*TASK OBJECTIVE:*
Would you please restate every record exactly as written?

Segment Start: SOURCE DATA

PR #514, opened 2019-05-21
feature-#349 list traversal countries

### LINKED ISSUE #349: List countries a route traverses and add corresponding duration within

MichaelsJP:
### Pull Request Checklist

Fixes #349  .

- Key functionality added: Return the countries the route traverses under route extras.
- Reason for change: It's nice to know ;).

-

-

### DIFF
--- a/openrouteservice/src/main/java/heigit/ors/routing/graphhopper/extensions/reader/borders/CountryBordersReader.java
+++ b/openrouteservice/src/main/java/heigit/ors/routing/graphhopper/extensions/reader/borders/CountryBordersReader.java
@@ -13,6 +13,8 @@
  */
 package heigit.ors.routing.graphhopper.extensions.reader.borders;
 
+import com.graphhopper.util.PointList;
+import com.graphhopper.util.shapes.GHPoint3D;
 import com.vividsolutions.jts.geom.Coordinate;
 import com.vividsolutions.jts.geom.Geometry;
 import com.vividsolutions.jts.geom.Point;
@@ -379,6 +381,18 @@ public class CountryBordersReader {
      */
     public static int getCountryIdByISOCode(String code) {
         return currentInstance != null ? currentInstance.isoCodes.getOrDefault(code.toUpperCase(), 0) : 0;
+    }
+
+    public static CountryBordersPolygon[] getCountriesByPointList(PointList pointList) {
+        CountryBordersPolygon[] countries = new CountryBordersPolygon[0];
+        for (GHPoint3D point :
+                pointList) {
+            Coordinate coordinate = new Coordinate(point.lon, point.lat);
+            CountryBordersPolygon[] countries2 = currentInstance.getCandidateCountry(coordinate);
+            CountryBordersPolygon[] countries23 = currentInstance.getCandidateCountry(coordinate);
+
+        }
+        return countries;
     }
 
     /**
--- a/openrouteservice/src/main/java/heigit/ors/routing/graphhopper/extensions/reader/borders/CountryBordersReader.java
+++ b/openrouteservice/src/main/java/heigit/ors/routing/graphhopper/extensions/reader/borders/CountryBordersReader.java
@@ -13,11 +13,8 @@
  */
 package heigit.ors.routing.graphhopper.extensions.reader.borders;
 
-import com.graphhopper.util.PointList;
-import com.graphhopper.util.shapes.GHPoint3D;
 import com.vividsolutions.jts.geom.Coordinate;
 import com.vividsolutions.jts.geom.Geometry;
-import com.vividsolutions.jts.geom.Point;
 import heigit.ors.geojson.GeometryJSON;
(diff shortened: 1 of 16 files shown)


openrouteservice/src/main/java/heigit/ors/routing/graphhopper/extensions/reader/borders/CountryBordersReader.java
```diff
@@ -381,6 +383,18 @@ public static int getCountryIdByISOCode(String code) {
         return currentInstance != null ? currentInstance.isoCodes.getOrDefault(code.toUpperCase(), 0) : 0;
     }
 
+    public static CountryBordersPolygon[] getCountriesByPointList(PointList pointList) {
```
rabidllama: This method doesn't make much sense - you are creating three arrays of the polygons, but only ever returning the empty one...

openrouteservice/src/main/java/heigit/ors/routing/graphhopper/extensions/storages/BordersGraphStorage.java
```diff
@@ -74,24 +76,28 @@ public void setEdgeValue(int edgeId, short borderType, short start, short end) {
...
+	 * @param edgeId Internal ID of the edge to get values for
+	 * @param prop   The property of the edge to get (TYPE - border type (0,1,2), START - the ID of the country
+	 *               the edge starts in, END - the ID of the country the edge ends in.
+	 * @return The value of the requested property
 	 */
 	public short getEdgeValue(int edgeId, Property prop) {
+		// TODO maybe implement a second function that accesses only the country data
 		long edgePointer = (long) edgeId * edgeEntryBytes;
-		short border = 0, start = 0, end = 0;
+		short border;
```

Segment End: SOURCE DATA

*EXPECTED OUTPUT:*
PR #514, opened 2019-05-21
feature-#349 list traversal countries

### LINKED ISSUE #349: List countries a route traverses and add corresponding duration within

MichaelsJP:
### Pull Request Checklist

Fixes #349  .

- Key functionality added: Return the countries the route traverses under route extras.
- Reason for change: It's nice to know ;).

-

-

### DIFF
--- a/openrouteservice/src/main/java/heigit/ors/routing/graphhopper/extensions/reader/borders/CountryBordersReader.java
+++ b/openrouteservice/src/main/java/heigit/ors/routing/graphhopper/extensions/reader/borders/CountryBordersReader.java
@@ -13,6 +13,8 @@
  */
 package heigit.ors.routing.graphhopper.extensions.reader.borders;
 
+import com.graphhopper.util.PointList;
+import com.graphhopper.util.shapes.GHPoint3D;
 import com.vividsolutions.jts.geom.Coordinate;
 import com.vividsolutions.jts.geom.Geometry;
 import com.vividsolutions.jts.geom.Point;
@@ -379,6 +381,18 @@ public class CountryBordersReader {
      */
     public static int getCountryIdByISOCode(String code) {
         return currentInstance != null ? currentInstance.isoCodes.getOrDefault(code.toUpperCase(), 0) : 0;
+    }
+
+    public static CountryBordersPolygon[] getCountriesByPointList(PointList pointList) {
+        CountryBordersPolygon[] countries = new CountryBordersPolygon[0];
+        for (GHPoint3D point :
+                pointList) {
+            Coordinate coordinate = new Coordinate(point.lon, point.lat);
+            CountryBordersPolygon[] countries2 = currentInstance.getCandidateCountry(coordinate);
+            CountryBordersPolygon[] countries23 = currentInstance.getCandidateCountry(coordinate);
+
+        }
+        return countries;
     }
 
     /**
--- a/openrouteservice/src/main/java/heigit/ors/routing/graphhopper/extensions/reader/borders/CountryBordersReader.java
+++ b/openrouteservice/src/main/java/heigit/ors/routing/graphhopper/extensions/reader/borders/CountryBordersReader.java
@@ -13,11 +13,8 @@
  */
 package heigit.ors.routing.graphhopper.extensions.reader.borders;
 
-import com.graphhopper.util.PointList;
-import com.graphhopper.util.shapes.GHPoint3D;
 import com.vividsolutions.jts.geom.Coordinate;
 import com.vividsolutions.jts.geom.Geometry;
-import com.vividsolutions.jts.geom.Point;
 import heigit.ors.geojson.GeometryJSON;
(diff shortened: 1 of 16 files shown)


openrouteservice/src/main/java/heigit/ors/routing/graphhopper/extensions/reader/borders/CountryBordersReader.java
```diff
@@ -381,6 +383,18 @@ public static int getCountryIdByISOCode(String code) {
         return currentInstance != null ? currentInstance.isoCodes.getOrDefault(code.toUpperCase(), 0) : 0;
     }
 
+    public static CountryBordersPolygon[] getCountriesByPointList(PointList pointList) {
```
rabidllama: This method doesn't make much sense - you are creating three arrays of the polygons, but only ever returning the empty one...

openrouteservice/src/main/java/heigit/ors/routing/graphhopper/extensions/storages/BordersGraphStorage.java
```diff
@@ -74,24 +76,28 @@ public void setEdgeValue(int edgeId, short borderType, short start, short end) {
...
+	 * @param edgeId Internal ID of the edge to get values for
+	 * @param prop   The property of the edge to get (TYPE - border type (0,1,2), START - the ID of the country
+	 *               the edge starts in, END - the ID of the country the edge ends in.
+	 * @return The value of the requested property
 	 */
 	public short getEdgeValue(int edgeId, Property prop) {
+		// TODO maybe implement a second function that accesses only the country data
 		long edgePointer = (long) edgeId * edgeEntryBytes;
-		short border = 0, start = 0, end = 0;
+		short border;
```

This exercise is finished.